PR #640, opened 2026-02-18
Global chat/ character settings

### LINKED ISSUE #190: Set Horizon Settings as Default
It's getting to be a bit of a chore to constantly go and set the Horizon-specific options for every single character I have.  Can we get a button on that tab that just sets the currently checked options as the default option regardless of character you're on?

### LINKED ISSUE #458: Can't read logs until I've signed on as a character
I'm using the OS X version. The latest update brought back an old issue from the Rising days that had previously been fixed, where logs won't load until I've actually been on the chat as at least one character. Meaning I can't just open the client and look at logs, I have to actually open the chat at least once, even if I don't actually want to talk to anyone. Doesn't matter what character, none of them display and then when I do go on chat they all display properly again until I restart the client.

Again, this was an issue that Rising and the early days of Horizon had but was subsequently fixed the first time a while back, and is now rearing its ugly head once more with 1.34.0

FatCatClient:
TODO:

- [x] Bring up to date with post-options API changes in 2.0.0
- [x] 2.4 locale changes
- [x] Version number for settings file(s)
- [x] Proper system for messaging other tab instances that they need to reload the global settings
  - do we use the ``configuration-updated`` eventbus event for this?)
- [x] ~~Figure out how we want to deal with other "settings", like favourite eicons, hidden users, etc.~~
  - Out of scope for this PR. We might do that later with a unique UI solution.
- [x] Make the SettingsView UI not suck.
  - [x] Right now the SettingsTriView component and the logic to switch between modes is an awful hack. Let's work with a component that encompasses the whole boolean/ tri-state setting and uses the settings mode as an input.
  - [x] Only 2 settings actually make a distinction between the two modes. But I'll redo it when I have a cleaner method.
  - [x] ~~Some settings have their checkboxes enabled/ disabled based on other states. This does not have an equivalent with the new parent component(s).~~
    - This does work, but it just needs to be applied to different places.
  - [x] The actual design for the component will need to be redone with vertical tabs too.
- [x] Smart filter menu stuff. Ughhhh.
  - tl;dr: The only changes I've done for that menu is to make sure that the functions to save/ load don't completely break because of the way these are written. They VERY likely don't work at all now and might need a rewrite to an extent.
- [x] The tabs component had to be significantly rewritten for some of the new features, but the code to save me time to not have to update the API for every single other instance of the component is awful. Let's clean that up later.
- [x] Move SettingsView component to a child of Index.vue, instead of ChatView.vue
- [x] Clean up SettingsView code to use a singular Settings object instead of a million fields for every individual setting.

Closes #190.
Closes #458.

Stuff to do AFTER merging (to be made into their own issues), but we can live without these during the initial dev builds:

- ~Make SettingsView handle app-level settings too:~
  - ~Move UI elements over~
  - ~let settings menu save the checkbox type settings~
  - ~add event handlers for browse stuff~
  - ~(optional) theme preview box for live previews~
  - See #904 
- ~Replace placeholder discord icon in SettingsView with custom horizon font icon~
  - Resolved on branch already.
- ~~Initial import dialog issues~~:
  - ~~'Cancel' button does not work, I forgot that this needs custom logic for the Modal component (and it doesnt have custom text either)~~
    - Fixed in branch
- Importing your _character_ overrides to the new format doesn't work 100%: it does not take into account whether your pre-2.4 settings match your 2.4 global defaults, and will set them to their _real_ values instead of ``undefined`` even if they match
  - This might need to be done in two instances: the initial import dialog and loading other character settings.
- ~Places that check your character directories (import settings, log viewer) need to ignore the "_" character directory~
  - Resolved on branch already.
- Fix settings importer (between characters)
  - This hasn't been tested yet, but it _might_ be broken.
- ~Add checkboxes to settings importer to pick individual files to import (main settings, hidden users, pinned eicons, etc)~
  - Out of scope. Let's make this a feature at a later date.


chat/SettingsView.vue
```diff
@@ -1277,88 +1906,28 @@
...
-        this.hideNonCharacterFriends = settings.hideNonCharacterFriends;
-        this.bbCodeBar = settings.bbCodeBar;
+        const globalSettings = core.state.globalSettings as any;
+        const defaultSettings = new DefaultSettings();
+
+        for (const [key, value] of Object.entries(defaultSettings)) {
+          if (globalSettings[key] === undefined) globalSettings[key] = value;
+        }
+
+        this.settings = { ...globalSettings };
```
freenutsxd, line 1906: `this.settings ={ ...globalSettings, risingFilter: JSON.parse(JSON.stringify(globalSettings.risingFilter))};`

This makes a copy of the settings so that when a user changes a filter, rebuildFilters() can see there's a change to retroactively hide/show ads

chat/SettingsView.vue
freenutsxd, line 2091: We should retarget these to `this.settings.risingFilter`

chat/SettingsView.vue
```diff
@@ -1155,10 +1825,18 @@
...
   import core from './core';
-  import { Settings as SettingsInterface, Character } from './interfaces';
+  import {
+    Settings as SettingsInterface,
+    Character,
+    PartialSettings
+  } from './interfaces';
   import l from './localize';
   import {
     SmartFilterSettings,
```
freenutsxd, line 1824: This import isn't needed anymore, see other comments

chat/SettingsView.vue
```diff
@@ -1179,84 +1857,35 @@
...
-        risingFilter: {} as any as SmartFilterSettings,
+        characterOverrides: {} as PartialSettings,
 
-        horizonPersistentMemberFilters: undefined as any as boolean,
         risingAvailableThemes: [] as ReadonlyArray<string>,
-        risingCharacterTheme: undefined as string | undefined,
-
         smartFilterTypes: smartFilterTypesOrigin,
+        settings: { ...defaultSettings } as DefaultSettings,
+        risingFilter: {} as any as SmartFilterSettings,
```
freenutsxd, line 1867: Not needed if we retarget lines 2091-2103

freenutsxd (dismissed):
A few tweaks following my changes in #826. Everything else _should_ work fine

FatCatClient:
@CodingWithAnxiety 

I think it's now in a state where I'd feel comfortable merging it into the dev branch. There are still a handful of tasks that need to be done (see my list of bullet points and the two issues I've preemptively made for some of them). 

But as-is, none of the existing functionality has regressed. I just felt that if we merge it before doing those things, then we don't have to deal with holding up other things because of this PR. 

Aside from moving stuff from Settings.vue to chat/SettingsView.vue (which is more so tedious than hard), most of the items on that list are fairly small bite-sized chunks anyway. I can elaborate more on them in their own Github issues once this is merged.


Give me the go ahead on merging this, if you agree with me.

-- Your instructions --
In the entries above, restate word for word the lines between the one holding "- [x] The tabs" and the one holding "Closes #458.", inclusive, and nothing besides.

-- Response box --
- [x] The tabs component had to be significantly rewritten for some of the new features, but the code to save me time to not have to update the API for every single other instance of the component is awful. Let's clean that up later.
- [x] Move SettingsView component to a child of Index.vue, instead of ChatView.vue
- [x] Clean up SettingsView code to use a singular Settings object instead of a million fields for every individual setting.

Closes #190.
Closes #458.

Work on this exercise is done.